I just finished doing my timing belt change, and while disconnecting the strut brace noted that the upper motor mount was broken. While at the local dealer getting a new one, the mechanic stopped by the parts window and I was discussing the procedure. I had mentioned that it was pretty simple except for the removal of the inner fender. As I tried to drill out the rivets, they spun making it difficult. I did finally get by with the help of my wife, but I now have several questions.

Should I have just left the inner fender in, and do everything from the top (as the mechanic said they do).
A) How do you pull the damper and pulley? (I used a steering wheel puller) which was easy with the inner liner out, but I'd think would be tough to do from the top.
B) How difficult is turning the engine from the top using the nut on the pulley (to check for mistakes after the installation) before firing it up and to get the initial alignments.
C) If removing the inner liner is the recommended way, how do you easily get the rivets out?
D) What’s the trick to easily get the belt back on? I found this pretty difficult, until I left off the tensioner, and then routing the belt over the tensioner and with it very out of position, I could get the mounting screw to start (I was really concerned about cross threading), but got lucky. After getting several threads engaged, I then positioned the tensioner correctly, and then snugged it up to do the final adjustment.
E) Also while I was talking to the Volvo mechanic at the dealer, he mentioned you should only ever rotate the tensioner clockwise, and that if you go too far, keep going all the way around! He stated the tensioner was like a clock escape mechanism, and I’d damage it if I rotated it counter-clock wise. I did over shoot very slightly, and just went backwards against his advice (I had already done this). So far no issues, but have less than 100 miles since doing the job. Any comments from members about what he had said? I’ve never seen this on any forum I visited.

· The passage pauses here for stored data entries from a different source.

Issue #219, opened 2026-07-24
Restore: durable background restore (restore_id, persisted pending request, late replies applied)


grunch:
Sub-issue of #142. **Depends on:** #215.

### Problem

The handshake currently waits on a fixed 10-second in-process timeout. The daemon's restore window is on the order of an hour, so a valid reply routinely arrives after the waiter is gone — and is then **discarded**. Logging the late reply only makes the loss visible; it does not fix it.

Restore is not a foreground RPC. It is a **durable background operation**.

### Scope

- Give each restore an explicit `restore_id` / `request_id`, echoed by progress, final and error messages.
- **Persist the pending restore locally**, so it survives navigating away from the screen and a full app restart.
- The dispatcher must apply a valid final `RestoreData` **even when no UI waiter is attached**.
- Drop the fixed short timeout in favour of the durable model; keep a bounded retry/abort path so a restore cannot hang forever with no way out.
- Late, duplicate or out-of-order replies must be handled safely (this pairs with the idempotency requirement in #218).

### Acceptance criteria

- [ ] A reply arriving well after the request (> 10s, and after an app restart) is still applied
- [ ] Navigating away from the restore screen does not discard the result
- [ ] A restore in flight is visible in local state after a cold start
- [ ] A duplicate final reply for the same `restore_id` is a no-op
- [ ] The user can cancel/abandon a restore explicitly, and the abandoned `restore_id` is then ignored

codaMW:
Picking this up. Two scoping questions before I build, since #219 sits between a few moving parts:

1. The #218 boundary. #219's ACs say late replies are "applied" and a duplicate final reply is "a no-op" but applying/reconstruction is #218's scope (validate -> upsert -> persist mappings -> resync -> refresh subs -> is_mine), and #218 depends on #216/#217. My read is that #219 owns the durable transport: give each restore a restore_id, persist the pending restore so it survives navigation + restart, capture a valid RestoreData even with no UI waiter, drop the 10s timeout for a bounded durable model, and dedup/cancel by restore_id then hand the captured snapshot off to #218 to actually apply. Is that the intended split, or do you want an interim apply in #219?
[...]

Issue #217, opened 2026-07-24
Restore: resync trade_key_index to the max recovered index (prevents trade-key reuse)


grunch:
Sub-issue of #142. **Depends on:** #215.

### Problem

After a restore, the local `trade_key_index` counter is still at its post-install value (0/1) while the recovered trades already occupy higher indexes. The next order the user creates therefore **reuses a trade key that is already bound to a recovered trade** — a real correctness bug, not just cosmetics.

### Scope

When a valid `RestoreData` is processed, raise `trade_key_index` to the **maximum recovered index across both orders and disputes**, never lower it. This is a monotonic bump: a restore must never rewind the counter (e.g. a stale or partial reply must not un-advance a counter that is already ahead).

This can land with the payload shape available today (`trade_index` is already present) — it does **not** wait for the snapshot contract in #216.

### Acceptance criteria

- [ ] `trade_key_index` is raised to `max(recovered order indexes, recovered dispute indexes)` on a valid restore
- [ ] The counter is never lowered, including on a restore that returns fewer/older trades
- [ ] Regression test: after restoring a trade at index > 1, the next `derive_trade_key()` returns a **fresh** index, not a recovered one
- [ ] Applying the same `RestoreData` twice leaves the counter unchanged (idempotent)

codaMW:
Note for when this is implemented: #215's restore_session() handshake consumes one trade_key_index via derive_trade_key() (the daemon registers every index it sees, so it's persisted even on timeout). The resync here must therefore be max(recovered, current) never a plain assignment  or it would rewind past an index the handshake already consumed

Issue #215, opened 2026-07-24
Restore: RestoreSession handshake (send, correlate reply, subscribe)


grunch:
Sub-issue of #142.

Send a `RestoreSession` request to the active Mostro daemon and correlate the `RestoreData` reply. **Handshake only** — no state reconstruction, no persistence side effects.

### Context

PR #204 proved this path works end to end against a regtest daemon, but it mixed the handshake with partial reconstruction (trade-index mappings, retroactive `is_mine`). That PR was closed in favour of an issue-per-unit split; this issue re-lands only the handshake, as a clean reviewable unit. The closed PR is a useful implementation reference.

### Scope

- `mostro::actions::restore_session()` — build `Message::new_restore(None)`. The payload MUST be `None`; the daemon rejects anything else in `MessageKind::verify`. The Seal is signed by the **identity** key (the daemon looks up trades by master key), the rumor by a **fresh trade** key (the daemon replies to `event.sender`).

When doing this process, I noted that the plastic guard going over the CVJ, was broken. My guess I did this somehow when placing the front plastic engine cover back on. I cleaned it very well using lacquer thinner, and then using ABS pipe cement glued the locking tab back on. With such a small surface area, I didn’t expect this to work, but it did, although it took several hours to fully cure. I figured I’d pass this along to other members who might find this useful, and to ask what other have used and found successful?